Records from a data source
□ □ □

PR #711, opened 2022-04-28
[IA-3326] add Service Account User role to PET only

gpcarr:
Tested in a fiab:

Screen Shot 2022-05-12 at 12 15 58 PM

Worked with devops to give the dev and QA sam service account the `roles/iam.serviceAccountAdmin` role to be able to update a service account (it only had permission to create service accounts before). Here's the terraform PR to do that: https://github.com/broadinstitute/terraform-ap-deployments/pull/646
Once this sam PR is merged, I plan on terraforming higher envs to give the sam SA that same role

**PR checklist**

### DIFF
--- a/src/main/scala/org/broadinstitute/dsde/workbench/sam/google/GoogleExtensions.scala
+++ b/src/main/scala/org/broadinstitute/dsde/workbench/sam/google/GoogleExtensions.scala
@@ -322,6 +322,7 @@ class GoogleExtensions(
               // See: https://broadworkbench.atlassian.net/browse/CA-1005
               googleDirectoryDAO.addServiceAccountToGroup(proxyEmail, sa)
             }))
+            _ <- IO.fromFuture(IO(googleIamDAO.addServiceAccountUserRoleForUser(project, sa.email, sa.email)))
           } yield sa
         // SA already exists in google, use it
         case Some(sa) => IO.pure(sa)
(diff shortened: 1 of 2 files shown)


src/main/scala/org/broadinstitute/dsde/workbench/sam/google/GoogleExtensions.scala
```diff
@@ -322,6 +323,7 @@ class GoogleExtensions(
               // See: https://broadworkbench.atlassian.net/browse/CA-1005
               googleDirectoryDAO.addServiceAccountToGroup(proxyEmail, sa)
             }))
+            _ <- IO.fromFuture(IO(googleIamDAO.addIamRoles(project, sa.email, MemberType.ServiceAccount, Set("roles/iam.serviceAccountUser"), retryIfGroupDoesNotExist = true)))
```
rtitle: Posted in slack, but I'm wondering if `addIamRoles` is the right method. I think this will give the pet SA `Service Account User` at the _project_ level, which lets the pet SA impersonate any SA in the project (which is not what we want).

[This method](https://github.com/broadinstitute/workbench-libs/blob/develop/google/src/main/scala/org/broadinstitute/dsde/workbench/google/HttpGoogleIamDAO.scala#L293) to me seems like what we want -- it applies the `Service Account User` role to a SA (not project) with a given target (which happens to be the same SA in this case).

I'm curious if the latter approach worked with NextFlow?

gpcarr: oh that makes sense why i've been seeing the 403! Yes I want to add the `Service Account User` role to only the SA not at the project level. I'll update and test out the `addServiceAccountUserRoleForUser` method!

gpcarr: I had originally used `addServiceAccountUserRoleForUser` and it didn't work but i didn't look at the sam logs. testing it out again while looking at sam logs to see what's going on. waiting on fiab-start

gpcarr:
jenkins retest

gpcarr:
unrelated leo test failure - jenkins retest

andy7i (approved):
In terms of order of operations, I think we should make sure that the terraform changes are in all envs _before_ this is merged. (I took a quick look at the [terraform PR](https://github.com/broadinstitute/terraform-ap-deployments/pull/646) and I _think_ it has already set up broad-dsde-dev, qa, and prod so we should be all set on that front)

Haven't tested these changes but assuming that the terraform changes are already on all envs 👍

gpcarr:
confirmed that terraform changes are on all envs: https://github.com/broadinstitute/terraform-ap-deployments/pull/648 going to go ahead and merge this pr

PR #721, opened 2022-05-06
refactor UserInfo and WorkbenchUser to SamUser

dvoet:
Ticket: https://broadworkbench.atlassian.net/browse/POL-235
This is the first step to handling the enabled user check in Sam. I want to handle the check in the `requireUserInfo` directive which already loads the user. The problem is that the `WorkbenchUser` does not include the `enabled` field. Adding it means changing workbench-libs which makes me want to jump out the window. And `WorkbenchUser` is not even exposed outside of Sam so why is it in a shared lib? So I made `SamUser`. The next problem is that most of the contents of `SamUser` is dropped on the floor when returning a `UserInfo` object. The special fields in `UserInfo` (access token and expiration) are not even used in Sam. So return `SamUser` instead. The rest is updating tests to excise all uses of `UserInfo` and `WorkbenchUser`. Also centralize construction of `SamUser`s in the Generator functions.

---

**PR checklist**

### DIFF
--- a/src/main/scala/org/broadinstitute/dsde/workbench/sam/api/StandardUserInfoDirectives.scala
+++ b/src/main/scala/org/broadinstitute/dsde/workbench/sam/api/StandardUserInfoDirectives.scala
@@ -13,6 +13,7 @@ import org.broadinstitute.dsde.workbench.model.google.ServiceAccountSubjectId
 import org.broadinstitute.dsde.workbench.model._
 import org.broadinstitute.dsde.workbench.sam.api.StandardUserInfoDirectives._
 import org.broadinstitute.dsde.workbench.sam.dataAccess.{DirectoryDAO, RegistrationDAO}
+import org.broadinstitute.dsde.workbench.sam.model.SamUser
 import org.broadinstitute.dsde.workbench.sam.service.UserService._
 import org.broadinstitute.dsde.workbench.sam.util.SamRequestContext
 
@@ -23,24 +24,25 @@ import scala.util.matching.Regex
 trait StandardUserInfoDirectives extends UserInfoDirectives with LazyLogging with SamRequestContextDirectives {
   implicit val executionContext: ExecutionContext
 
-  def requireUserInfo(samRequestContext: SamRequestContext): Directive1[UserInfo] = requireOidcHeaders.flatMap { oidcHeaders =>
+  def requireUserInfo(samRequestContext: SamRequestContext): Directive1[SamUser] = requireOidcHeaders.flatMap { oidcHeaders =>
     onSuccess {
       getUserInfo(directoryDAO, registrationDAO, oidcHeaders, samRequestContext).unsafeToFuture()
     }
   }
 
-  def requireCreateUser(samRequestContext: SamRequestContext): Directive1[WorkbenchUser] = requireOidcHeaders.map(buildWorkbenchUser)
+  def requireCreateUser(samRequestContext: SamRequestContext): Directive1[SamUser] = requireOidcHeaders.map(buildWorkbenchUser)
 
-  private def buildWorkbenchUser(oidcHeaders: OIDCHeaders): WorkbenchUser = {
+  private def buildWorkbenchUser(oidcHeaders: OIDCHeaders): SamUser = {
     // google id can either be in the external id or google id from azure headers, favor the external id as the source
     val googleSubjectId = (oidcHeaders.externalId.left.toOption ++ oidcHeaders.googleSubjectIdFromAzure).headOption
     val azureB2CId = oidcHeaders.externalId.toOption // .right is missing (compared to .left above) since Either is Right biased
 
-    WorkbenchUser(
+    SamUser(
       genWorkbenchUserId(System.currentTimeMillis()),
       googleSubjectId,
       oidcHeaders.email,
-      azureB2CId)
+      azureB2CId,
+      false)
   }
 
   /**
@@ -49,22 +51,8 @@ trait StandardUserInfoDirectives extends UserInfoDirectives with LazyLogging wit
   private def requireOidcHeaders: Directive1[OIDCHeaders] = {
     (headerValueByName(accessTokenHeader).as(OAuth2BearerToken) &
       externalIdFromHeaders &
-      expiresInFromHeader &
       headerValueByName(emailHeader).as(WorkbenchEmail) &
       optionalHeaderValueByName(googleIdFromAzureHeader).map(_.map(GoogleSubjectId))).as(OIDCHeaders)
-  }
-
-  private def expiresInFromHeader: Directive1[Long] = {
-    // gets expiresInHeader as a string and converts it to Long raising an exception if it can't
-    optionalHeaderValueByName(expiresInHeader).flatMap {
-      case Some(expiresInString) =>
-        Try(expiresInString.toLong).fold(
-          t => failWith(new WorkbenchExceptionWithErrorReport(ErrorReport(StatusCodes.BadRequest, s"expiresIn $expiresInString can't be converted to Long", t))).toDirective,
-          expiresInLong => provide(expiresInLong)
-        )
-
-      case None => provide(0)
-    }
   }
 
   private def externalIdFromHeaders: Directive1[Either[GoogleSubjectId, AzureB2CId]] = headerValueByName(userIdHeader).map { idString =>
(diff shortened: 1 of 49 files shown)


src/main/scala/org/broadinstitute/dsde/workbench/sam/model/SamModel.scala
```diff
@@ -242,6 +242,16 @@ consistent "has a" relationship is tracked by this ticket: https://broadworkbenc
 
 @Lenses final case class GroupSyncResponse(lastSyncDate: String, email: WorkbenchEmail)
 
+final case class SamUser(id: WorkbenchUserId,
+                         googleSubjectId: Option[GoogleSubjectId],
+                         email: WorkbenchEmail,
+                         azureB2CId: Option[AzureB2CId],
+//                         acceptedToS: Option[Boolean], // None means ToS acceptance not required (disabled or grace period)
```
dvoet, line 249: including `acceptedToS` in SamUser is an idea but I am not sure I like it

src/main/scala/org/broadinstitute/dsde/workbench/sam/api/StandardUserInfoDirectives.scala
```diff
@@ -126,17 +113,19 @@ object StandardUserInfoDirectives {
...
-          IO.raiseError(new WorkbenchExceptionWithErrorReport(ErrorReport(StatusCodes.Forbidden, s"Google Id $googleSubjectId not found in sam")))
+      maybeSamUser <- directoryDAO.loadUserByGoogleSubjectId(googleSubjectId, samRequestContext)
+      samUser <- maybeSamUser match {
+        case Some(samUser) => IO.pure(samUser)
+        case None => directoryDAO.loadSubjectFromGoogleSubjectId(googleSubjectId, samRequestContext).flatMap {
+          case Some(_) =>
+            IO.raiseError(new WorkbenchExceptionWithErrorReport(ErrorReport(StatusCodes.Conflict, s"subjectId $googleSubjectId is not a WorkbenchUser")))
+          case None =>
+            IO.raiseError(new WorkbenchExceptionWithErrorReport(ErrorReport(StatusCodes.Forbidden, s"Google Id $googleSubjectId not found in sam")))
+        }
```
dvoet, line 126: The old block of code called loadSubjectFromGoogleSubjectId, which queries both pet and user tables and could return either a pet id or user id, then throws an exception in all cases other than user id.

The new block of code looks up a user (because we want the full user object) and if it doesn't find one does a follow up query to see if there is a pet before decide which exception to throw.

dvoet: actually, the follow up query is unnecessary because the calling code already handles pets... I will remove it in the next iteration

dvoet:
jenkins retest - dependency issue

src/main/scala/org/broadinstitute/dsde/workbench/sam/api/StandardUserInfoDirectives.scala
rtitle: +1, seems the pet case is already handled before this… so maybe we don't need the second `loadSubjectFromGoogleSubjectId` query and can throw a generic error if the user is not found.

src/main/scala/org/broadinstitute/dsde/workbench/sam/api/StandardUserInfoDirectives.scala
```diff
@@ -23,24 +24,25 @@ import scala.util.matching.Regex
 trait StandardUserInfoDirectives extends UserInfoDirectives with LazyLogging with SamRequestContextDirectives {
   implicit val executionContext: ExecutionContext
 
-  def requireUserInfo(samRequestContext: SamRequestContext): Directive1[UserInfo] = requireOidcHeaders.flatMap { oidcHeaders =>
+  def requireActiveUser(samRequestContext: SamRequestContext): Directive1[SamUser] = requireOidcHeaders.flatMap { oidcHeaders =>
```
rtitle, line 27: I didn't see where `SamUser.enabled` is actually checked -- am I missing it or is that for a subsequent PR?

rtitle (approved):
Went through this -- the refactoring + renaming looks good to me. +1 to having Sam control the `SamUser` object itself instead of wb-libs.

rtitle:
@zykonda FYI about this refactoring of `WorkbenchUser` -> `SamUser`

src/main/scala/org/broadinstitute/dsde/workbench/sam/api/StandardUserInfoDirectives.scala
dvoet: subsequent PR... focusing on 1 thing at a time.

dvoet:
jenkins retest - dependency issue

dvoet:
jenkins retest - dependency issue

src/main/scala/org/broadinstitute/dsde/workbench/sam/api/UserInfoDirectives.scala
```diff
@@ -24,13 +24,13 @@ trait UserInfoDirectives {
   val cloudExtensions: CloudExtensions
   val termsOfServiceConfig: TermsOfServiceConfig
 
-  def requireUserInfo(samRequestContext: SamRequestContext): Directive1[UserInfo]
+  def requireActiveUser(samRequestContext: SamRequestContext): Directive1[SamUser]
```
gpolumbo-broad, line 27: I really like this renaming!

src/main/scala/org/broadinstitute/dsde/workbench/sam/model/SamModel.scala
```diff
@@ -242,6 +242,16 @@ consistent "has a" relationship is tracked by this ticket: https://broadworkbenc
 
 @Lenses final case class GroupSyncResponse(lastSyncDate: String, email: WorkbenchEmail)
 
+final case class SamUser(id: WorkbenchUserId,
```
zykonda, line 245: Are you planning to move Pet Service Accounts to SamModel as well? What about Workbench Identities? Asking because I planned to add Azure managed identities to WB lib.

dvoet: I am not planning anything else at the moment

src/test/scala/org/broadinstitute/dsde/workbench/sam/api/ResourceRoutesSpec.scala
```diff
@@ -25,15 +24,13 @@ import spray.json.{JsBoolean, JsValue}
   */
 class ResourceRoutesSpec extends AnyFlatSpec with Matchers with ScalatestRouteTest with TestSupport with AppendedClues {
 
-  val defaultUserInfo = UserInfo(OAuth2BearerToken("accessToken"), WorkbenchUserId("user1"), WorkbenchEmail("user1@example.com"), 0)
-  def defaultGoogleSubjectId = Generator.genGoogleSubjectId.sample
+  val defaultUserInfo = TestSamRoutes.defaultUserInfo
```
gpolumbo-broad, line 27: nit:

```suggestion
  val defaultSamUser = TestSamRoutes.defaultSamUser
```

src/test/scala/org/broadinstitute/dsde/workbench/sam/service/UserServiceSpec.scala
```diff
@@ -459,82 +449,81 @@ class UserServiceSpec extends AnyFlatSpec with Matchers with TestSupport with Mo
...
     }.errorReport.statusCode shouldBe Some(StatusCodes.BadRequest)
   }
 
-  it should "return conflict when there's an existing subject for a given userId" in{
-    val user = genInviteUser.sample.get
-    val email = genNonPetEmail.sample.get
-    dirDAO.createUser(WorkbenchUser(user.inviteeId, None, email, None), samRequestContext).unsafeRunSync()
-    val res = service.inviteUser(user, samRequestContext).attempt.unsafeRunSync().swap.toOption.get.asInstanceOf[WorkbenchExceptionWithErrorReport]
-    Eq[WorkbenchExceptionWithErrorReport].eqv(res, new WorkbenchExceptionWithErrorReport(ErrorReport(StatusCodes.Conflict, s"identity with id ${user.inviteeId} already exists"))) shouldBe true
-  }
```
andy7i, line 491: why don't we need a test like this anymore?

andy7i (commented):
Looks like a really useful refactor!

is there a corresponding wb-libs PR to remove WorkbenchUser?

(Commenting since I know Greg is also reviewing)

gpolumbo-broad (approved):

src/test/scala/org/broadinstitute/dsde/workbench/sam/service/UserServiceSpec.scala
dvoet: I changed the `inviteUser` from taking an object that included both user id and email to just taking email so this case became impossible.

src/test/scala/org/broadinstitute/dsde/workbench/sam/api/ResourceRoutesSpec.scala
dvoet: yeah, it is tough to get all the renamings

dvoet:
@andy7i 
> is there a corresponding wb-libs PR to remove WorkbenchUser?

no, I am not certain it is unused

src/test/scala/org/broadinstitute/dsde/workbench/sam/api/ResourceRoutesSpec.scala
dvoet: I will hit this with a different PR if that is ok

□ □ □

> [Try it]:
In the answer, the lines from the first line of the data above through the line containing "Screen Shot 2022-05-12 at 12 15 58 PM" must appear exactly as written, with nothing else.

> [Exercise answer]:
PR #711, opened 2022-04-28
[IA-3326] add Service Account User role to PET only

gpcarr:
Tested in a fiab:

Screen Shot 2022-05-12 at 12 15 58 PM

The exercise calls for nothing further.